▶ AVAILABLE DATA:
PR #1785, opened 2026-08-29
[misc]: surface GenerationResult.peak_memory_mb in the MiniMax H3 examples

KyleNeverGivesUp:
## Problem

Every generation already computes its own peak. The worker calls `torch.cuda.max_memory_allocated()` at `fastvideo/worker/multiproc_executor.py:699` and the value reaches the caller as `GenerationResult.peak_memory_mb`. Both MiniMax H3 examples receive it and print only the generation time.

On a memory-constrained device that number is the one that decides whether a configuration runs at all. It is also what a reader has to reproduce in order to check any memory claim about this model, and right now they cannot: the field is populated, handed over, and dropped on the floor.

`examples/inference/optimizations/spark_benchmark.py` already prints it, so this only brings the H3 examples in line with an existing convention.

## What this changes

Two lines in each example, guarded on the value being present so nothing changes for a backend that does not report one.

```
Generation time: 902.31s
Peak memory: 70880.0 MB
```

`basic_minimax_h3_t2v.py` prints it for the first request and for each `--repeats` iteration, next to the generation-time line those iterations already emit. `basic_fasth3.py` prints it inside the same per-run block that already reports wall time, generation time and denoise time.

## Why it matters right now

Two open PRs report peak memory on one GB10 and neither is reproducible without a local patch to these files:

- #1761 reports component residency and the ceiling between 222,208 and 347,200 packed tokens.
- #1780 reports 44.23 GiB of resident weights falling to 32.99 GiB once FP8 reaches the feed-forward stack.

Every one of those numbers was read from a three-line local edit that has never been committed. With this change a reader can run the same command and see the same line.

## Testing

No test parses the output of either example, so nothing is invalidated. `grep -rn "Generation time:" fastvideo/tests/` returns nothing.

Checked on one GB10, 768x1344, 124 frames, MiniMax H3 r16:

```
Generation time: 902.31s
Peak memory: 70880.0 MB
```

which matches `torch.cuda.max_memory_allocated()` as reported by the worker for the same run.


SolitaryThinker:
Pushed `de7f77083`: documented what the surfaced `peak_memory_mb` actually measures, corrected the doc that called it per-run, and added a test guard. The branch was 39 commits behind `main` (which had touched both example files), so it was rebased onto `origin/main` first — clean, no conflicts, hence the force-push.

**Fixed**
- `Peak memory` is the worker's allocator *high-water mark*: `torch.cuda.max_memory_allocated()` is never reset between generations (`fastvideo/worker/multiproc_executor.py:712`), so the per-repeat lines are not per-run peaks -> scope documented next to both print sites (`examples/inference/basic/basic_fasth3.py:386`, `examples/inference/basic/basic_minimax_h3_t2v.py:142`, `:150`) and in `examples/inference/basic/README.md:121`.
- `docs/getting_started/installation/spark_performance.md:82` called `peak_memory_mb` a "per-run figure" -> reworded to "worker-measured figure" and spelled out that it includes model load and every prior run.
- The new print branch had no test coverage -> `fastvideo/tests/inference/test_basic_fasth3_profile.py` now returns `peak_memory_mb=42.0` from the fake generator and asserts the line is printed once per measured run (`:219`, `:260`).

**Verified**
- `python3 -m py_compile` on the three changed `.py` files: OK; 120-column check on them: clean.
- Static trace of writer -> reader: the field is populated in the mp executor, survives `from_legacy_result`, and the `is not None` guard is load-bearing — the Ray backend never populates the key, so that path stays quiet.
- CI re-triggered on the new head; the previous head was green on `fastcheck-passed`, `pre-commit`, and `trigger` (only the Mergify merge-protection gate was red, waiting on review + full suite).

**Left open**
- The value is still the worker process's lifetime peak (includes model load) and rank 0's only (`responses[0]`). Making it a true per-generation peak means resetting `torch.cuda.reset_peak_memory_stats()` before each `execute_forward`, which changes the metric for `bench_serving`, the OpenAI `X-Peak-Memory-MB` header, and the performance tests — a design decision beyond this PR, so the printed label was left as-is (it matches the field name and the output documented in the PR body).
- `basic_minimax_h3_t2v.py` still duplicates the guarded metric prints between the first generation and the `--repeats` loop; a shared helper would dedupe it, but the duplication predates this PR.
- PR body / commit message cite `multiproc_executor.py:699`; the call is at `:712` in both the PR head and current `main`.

---

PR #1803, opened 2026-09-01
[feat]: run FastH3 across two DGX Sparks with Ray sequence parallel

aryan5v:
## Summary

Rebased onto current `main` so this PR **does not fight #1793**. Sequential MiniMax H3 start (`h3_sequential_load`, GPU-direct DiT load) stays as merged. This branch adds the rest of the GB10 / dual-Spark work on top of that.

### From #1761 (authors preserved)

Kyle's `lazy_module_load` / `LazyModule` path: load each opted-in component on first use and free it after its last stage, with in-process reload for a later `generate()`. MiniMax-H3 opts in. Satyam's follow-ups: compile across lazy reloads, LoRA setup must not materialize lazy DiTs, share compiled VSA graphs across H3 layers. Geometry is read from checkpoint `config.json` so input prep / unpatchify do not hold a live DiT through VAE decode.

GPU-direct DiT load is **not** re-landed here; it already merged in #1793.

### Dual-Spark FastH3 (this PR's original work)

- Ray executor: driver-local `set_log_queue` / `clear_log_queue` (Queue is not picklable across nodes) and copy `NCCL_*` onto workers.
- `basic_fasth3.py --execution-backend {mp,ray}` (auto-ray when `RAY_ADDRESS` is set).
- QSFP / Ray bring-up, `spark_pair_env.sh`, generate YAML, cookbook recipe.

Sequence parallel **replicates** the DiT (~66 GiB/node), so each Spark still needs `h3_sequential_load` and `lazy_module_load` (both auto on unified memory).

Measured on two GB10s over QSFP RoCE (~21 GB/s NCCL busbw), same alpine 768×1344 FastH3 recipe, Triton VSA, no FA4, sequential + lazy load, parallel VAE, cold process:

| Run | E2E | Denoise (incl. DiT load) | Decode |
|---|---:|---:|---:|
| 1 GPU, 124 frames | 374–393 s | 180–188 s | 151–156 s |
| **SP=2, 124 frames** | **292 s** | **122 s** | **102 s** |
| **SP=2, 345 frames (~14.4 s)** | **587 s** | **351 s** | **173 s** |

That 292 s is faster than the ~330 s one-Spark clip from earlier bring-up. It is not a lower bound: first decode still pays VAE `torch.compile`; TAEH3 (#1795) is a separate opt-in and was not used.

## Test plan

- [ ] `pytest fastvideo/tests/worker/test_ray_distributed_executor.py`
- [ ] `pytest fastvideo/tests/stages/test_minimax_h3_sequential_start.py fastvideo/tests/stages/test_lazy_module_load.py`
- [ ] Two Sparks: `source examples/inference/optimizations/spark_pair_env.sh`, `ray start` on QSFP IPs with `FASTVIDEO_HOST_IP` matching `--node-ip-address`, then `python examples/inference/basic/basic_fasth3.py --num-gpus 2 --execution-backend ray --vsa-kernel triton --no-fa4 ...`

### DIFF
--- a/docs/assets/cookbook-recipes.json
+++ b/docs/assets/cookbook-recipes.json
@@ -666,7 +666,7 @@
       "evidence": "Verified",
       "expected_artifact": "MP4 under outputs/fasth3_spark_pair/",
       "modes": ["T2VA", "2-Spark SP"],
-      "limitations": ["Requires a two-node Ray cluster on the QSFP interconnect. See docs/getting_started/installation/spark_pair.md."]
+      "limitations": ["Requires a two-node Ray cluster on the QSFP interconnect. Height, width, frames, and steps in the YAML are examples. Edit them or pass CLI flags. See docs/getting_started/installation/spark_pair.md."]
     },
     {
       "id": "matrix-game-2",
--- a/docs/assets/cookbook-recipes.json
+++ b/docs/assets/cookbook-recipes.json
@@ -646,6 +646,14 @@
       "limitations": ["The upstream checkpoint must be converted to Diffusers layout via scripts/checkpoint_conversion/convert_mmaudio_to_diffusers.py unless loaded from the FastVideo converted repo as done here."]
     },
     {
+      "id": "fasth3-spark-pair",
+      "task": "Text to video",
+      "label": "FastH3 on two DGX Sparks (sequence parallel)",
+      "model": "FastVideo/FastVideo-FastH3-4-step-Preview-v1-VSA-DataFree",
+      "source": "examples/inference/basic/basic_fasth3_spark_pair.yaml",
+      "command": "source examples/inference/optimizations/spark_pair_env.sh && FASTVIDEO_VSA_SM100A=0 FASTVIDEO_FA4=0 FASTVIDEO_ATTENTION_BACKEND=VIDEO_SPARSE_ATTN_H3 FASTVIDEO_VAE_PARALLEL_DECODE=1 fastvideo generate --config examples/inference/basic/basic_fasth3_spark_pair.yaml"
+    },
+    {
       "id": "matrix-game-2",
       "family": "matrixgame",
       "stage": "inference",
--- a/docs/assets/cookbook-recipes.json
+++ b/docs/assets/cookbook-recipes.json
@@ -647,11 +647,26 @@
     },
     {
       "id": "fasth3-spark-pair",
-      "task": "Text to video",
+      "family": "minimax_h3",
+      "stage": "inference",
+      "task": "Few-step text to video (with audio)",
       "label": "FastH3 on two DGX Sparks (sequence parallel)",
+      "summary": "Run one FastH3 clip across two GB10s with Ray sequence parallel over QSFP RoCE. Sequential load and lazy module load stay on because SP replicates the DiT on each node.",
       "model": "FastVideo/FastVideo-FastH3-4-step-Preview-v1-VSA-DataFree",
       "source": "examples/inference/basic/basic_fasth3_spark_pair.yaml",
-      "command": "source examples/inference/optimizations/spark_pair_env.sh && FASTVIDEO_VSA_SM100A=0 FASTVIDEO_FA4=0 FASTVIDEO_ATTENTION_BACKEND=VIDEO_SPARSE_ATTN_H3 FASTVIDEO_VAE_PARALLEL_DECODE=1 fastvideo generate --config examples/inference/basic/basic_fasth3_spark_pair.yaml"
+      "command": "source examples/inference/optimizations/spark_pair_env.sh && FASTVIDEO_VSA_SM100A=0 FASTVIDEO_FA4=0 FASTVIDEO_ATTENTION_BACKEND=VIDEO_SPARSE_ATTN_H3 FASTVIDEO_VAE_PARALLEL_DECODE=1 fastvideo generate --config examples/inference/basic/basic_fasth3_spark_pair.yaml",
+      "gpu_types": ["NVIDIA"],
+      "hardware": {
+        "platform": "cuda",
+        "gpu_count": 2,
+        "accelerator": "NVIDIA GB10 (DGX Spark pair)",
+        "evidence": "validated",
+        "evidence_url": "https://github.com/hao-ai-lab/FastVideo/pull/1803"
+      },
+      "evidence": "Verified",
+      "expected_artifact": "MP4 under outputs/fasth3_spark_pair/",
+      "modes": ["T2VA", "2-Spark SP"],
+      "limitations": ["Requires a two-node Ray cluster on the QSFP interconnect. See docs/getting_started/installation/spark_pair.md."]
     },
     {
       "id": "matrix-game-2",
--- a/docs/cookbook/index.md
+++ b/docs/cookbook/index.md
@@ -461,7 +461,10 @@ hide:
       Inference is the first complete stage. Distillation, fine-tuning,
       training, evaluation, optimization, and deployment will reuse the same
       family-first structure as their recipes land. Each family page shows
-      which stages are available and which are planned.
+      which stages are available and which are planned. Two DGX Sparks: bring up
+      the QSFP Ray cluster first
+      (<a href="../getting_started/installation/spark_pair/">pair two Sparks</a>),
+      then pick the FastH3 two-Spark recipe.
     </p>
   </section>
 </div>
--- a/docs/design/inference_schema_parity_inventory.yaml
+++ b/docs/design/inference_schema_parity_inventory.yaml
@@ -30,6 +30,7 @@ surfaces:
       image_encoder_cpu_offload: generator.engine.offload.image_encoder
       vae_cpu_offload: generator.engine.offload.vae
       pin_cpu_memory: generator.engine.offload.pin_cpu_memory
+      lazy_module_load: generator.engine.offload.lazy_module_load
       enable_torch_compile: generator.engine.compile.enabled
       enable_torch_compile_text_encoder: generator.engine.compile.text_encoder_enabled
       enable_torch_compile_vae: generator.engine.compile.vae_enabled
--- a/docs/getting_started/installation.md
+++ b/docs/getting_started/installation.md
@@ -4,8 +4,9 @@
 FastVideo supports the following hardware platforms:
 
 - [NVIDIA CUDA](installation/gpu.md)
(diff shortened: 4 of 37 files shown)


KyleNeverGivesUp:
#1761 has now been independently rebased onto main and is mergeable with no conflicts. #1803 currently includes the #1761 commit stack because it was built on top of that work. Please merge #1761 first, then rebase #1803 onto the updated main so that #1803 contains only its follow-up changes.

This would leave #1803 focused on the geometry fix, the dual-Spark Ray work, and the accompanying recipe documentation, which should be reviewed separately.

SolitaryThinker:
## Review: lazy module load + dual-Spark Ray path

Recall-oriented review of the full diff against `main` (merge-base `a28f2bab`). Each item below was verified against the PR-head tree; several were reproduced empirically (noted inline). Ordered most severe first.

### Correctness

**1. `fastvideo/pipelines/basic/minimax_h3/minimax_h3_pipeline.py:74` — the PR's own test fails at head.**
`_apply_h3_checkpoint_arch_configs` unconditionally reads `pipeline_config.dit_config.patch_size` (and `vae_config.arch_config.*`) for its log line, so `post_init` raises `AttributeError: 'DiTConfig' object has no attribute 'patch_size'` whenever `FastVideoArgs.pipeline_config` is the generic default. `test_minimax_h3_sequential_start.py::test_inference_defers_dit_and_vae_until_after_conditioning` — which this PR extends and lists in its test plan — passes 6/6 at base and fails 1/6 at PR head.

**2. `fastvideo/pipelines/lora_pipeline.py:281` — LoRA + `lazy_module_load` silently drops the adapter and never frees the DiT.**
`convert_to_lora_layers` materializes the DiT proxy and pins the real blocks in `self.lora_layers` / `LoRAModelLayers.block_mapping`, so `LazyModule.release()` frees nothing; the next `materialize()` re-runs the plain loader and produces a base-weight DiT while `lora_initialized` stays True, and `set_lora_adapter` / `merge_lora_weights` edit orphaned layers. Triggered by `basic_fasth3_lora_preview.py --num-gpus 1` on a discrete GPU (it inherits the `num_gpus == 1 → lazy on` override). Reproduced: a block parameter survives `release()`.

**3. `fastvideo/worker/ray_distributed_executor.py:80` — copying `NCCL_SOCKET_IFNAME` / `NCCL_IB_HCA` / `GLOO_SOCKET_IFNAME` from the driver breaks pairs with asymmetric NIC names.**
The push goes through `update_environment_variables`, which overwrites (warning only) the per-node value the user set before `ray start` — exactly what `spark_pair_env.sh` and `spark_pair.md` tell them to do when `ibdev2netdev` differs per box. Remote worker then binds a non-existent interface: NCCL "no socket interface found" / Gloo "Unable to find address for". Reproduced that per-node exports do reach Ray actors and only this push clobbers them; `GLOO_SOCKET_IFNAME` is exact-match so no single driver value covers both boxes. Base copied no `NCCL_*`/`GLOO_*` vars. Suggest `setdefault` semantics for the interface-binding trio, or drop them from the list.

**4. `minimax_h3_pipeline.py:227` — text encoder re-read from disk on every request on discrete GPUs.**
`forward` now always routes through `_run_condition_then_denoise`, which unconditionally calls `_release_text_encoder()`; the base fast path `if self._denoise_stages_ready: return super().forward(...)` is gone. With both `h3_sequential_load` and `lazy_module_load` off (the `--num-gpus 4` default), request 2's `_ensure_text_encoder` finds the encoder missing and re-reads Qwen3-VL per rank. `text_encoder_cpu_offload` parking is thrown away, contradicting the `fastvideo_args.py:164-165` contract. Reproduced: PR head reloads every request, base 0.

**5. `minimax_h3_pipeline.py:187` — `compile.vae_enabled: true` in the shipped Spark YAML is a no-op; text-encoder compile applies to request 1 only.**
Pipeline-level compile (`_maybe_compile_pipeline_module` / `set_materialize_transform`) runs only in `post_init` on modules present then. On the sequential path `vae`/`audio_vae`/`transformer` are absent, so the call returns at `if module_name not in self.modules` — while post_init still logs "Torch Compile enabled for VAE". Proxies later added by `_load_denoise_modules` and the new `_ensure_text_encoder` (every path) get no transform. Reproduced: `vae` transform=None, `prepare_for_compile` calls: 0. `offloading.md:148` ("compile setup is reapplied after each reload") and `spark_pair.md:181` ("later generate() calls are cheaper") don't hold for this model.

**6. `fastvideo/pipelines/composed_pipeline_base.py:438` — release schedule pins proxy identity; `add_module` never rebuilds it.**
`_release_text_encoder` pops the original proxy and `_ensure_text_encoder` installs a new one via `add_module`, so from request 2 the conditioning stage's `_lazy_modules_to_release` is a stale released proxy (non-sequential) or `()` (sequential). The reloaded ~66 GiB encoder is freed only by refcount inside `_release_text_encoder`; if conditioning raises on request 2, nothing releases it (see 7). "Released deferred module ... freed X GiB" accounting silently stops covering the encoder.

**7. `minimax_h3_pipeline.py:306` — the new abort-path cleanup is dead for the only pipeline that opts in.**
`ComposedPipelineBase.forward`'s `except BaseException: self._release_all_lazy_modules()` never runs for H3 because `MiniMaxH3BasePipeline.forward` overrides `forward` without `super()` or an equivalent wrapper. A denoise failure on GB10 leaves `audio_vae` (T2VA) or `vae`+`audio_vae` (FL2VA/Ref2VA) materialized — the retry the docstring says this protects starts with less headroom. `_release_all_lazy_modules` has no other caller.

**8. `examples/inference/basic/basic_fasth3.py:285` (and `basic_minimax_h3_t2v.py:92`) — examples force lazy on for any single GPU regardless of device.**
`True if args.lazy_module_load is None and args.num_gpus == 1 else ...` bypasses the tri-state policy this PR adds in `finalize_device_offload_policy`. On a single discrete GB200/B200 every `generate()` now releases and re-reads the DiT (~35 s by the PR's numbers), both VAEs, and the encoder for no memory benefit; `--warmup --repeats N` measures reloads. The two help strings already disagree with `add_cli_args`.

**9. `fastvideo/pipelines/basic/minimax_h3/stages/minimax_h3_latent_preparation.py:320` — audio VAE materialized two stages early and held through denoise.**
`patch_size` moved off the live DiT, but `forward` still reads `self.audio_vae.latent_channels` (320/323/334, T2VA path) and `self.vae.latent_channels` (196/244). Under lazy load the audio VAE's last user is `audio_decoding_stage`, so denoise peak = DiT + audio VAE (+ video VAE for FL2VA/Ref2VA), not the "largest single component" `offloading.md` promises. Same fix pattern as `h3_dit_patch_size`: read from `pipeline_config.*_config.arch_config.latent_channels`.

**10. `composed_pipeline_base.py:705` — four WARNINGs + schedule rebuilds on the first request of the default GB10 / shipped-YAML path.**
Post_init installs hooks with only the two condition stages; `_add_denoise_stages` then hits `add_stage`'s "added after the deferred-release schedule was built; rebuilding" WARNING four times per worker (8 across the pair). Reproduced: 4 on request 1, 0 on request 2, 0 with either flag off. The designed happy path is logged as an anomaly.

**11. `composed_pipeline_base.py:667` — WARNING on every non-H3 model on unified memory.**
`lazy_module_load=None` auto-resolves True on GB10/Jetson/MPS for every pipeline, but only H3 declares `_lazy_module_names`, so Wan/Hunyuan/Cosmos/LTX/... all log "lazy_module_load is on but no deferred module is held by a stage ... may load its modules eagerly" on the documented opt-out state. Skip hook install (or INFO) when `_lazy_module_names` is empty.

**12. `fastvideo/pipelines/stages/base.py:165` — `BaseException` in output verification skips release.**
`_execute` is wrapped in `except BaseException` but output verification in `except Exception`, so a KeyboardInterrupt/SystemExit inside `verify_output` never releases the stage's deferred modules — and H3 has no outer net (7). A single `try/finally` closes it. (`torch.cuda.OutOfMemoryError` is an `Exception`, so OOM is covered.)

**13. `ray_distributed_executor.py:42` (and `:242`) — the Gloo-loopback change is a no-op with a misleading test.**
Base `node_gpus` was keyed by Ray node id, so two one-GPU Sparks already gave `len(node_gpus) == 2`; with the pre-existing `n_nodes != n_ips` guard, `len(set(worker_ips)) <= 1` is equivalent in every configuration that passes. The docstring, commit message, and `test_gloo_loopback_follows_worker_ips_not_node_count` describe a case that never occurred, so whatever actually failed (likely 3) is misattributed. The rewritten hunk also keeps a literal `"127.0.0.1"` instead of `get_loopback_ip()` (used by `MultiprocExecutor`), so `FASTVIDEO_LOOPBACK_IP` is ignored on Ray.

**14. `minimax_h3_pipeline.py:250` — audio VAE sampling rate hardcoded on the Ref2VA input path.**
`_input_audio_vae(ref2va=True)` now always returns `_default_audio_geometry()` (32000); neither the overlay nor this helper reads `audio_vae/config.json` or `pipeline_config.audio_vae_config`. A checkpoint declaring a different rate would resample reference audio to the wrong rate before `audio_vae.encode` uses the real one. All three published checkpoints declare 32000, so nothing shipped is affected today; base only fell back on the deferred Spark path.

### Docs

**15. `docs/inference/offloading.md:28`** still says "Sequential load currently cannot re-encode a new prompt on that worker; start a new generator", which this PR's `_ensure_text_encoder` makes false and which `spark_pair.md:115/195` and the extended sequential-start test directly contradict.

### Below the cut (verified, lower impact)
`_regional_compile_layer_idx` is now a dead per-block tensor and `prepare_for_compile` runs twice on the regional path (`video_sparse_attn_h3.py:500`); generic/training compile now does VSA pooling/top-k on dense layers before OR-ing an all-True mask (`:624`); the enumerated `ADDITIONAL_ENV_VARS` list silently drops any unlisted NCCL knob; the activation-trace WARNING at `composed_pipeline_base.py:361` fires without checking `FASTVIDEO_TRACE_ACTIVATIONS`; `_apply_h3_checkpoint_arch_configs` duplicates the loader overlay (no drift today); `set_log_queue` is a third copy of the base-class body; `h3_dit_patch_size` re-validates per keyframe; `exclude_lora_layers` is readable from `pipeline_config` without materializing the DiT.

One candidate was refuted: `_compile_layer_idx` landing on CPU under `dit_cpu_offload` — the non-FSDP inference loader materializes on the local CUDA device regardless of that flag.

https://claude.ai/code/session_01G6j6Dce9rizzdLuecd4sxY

* * *

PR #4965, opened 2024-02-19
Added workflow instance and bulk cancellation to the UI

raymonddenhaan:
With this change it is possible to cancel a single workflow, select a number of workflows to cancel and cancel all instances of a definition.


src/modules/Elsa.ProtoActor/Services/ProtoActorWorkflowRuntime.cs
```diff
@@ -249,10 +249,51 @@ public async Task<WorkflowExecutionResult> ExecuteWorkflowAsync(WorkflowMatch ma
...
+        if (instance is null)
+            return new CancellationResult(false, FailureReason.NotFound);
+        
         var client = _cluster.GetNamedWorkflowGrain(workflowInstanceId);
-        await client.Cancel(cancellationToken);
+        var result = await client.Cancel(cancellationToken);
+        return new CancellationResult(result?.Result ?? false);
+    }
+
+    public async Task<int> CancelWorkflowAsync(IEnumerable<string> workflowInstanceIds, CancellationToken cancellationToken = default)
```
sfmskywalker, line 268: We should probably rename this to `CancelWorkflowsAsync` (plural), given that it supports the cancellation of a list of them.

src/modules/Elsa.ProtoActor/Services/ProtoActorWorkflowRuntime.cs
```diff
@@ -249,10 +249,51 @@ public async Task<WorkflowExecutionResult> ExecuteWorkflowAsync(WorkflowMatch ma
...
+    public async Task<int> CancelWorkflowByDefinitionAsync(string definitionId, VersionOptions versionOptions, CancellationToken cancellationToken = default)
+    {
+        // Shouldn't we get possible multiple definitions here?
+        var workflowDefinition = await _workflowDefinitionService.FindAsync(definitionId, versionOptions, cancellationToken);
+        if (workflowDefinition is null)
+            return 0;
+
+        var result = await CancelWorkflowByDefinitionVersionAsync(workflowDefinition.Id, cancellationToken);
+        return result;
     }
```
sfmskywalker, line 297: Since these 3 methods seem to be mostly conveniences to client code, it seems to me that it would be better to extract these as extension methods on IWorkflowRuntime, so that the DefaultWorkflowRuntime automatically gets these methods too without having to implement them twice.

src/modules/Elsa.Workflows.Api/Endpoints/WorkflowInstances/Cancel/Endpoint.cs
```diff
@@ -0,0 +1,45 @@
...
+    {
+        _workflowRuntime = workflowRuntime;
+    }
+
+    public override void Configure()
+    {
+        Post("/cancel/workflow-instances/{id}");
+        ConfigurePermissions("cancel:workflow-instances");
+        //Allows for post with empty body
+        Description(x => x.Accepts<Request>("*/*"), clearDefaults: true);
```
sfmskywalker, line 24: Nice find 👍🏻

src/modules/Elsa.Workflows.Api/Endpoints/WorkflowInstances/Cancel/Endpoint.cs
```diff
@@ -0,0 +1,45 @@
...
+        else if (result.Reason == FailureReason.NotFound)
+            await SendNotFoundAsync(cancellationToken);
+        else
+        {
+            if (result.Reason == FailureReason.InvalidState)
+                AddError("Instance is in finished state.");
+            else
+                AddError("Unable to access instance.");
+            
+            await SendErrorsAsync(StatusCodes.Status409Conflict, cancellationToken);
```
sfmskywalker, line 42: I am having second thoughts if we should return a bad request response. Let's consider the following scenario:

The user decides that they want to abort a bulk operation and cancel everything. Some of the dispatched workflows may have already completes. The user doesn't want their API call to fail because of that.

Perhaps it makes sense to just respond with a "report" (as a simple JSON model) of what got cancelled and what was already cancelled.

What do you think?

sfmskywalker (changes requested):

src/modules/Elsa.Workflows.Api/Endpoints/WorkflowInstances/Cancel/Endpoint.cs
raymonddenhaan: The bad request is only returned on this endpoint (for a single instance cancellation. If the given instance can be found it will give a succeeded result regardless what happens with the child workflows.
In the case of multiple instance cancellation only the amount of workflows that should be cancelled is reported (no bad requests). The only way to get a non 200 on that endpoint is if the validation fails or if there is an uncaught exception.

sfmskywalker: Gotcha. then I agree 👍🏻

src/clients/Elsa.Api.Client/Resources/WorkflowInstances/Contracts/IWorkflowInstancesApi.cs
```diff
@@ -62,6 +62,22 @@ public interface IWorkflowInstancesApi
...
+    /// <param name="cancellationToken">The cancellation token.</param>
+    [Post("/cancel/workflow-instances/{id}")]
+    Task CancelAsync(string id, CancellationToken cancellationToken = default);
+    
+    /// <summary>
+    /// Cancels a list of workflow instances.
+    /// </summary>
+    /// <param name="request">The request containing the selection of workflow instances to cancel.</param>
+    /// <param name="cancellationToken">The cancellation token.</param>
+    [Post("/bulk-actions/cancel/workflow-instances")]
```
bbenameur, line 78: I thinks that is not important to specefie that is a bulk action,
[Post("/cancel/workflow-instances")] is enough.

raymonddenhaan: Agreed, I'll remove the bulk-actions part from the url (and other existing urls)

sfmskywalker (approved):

▶ EXERCISE DIRECTIONS:
Given the records above, reproduce precisely and only the lines between the line holding "PR #1785, opened 2026-08-29" and the line holding "## Why it matters right now", inclusive.

▶ RESULT BELOW:
PR #1785, opened 2026-08-29
[misc]: surface GenerationResult.peak_memory_mb in the MiniMax H3 examples

KyleNeverGivesUp:
## Problem

Every generation already computes its own peak. The worker calls `torch.cuda.max_memory_allocated()` at `fastvideo/worker/multiproc_executor.py:699` and the value reaches the caller as `GenerationResult.peak_memory_mb`. Both MiniMax H3 examples receive it and print only the generation time.

On a memory-constrained device that number is the one that decides whether a configuration runs at all. It is also what a reader has to reproduce in order to check any memory claim about this model, and right now they cannot: the field is populated, handed over, and dropped on the floor.

`examples/inference/optimizations/spark_benchmark.py` already prints it, so this only brings the H3 examples in line with an existing convention.

## What this changes

Two lines in each example, guarded on the value being present so nothing changes for a backend that does not report one.

```
Generation time: 902.31s
Peak memory: 70880.0 MB
```

`basic_minimax_h3_t2v.py` prints it for the first request and for each `--repeats` iteration, next to the generation-time line those iterations already emit. `basic_fasth3.py` prints it inside the same per-run block that already reports wall time, generation time and denoise time.

## Why it matters right now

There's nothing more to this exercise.